开你妹!你想的倒是挺美的。李奇皮笑肉不笑道:“衙内误会了,这蛋糕店我可从没有想过独吞,实不相瞒,这是帮你干妹妹和那鲁美美开的,我都不打算参与进去,你也就省省吧。”
高衙内听罢,眼中闪过一抹失望之色,但也没有强求,道:“此话当真,你可莫要骗我。”
“这事你大可以自己去问你干妹妹呀。”
“这倒也是。算你有点良心,没有亏待我干妹妹。”高衙内乐呵呵道。
这时,那文舒起身道:“夫君,你们慢聊,我先回屋了。”
高衙内笑道:“行。你先回去吧。”
李奇起身道:“高夫人慢走。”
这本是一句礼貌话,可是李奇还真没有想到,这高夫人走的还真叫一个慢,而且看上去也别扭的,身旁还得有一个丫鬟扶着。
难道这高夫人是残疾人?李奇待文舒进屋后,立刻小声问道:“衙内,你夫人的脚是不是有病啊。”

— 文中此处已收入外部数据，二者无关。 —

PR #608, opened 2016-02-11
Update README: Azkaban2 -> Azkaban 3

juhoautio:
Just to avoid confusion. The current master is version 3.0.0, so making the README reflect that.


logiclord:
Thanks

PR #609, opened 2016-02-11
Fixed errors in AJAX API documentation of schedule related actions

juhoautio:
- Easy to check that `action=scheduleFlow` and `action=removeSched` are only handled with `POST`, here: [ScheduleServlet.java#L384-L387](https://github.com/azkaban/azkaban/blob/master/azkaban-webserver/src/main/java/azkaban/webapp/servlet/ScheduleServlet.java#L384-L387)
- Neither of them can be found in [ExecutorServlet](https://github.com/azkaban/azkaban/blob/master/azkaban-execserver/src/main/java/azkaban/execapp/ExecutorServlet.java) – so definitely the URL path should be `/schedule` for both.

### DIFF
--- a/_includes/docs/latest/ajax-api.html
+++ b/_includes/docs/latest/ajax-api.html
@@ -1004,10 +1004,10 @@ This API call schedules a flow.
 </p>
 <ul class="list-unstyled">
   <li>
-    <strong>Method:</strong> GET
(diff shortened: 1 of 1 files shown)


logiclord:
Thanks LGTM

“你夫人的脚才有病呢。”高衙内没好气的瞧了李奇,道:“你不会连缠足都不知道吧。”
三寸金莲?缠足?李奇猛然醒悟,这个词语对他而言真是太熟悉不过,但是令他好奇的是,他来北宋这么久,还真没有接触过这金莲足,像什么秦夫人白浅诺赵菁燕可都不是金莲足。忙问道:“衙内,为何你那些小妾不是小脚呢?”
高衙内没心没肺道:“这我咋知道。”
缠足在北宋虽然已经兴起,但是还未普及,只是一部分上流社会的家庭迷信这个,像穷人家的孩子都得干活,弄个金莲足不得饿死去。
MD。这人真是没救了。李奇愠色道:“真不知道这小脚有什么好的,行动不便,走个路都得让人扶着。”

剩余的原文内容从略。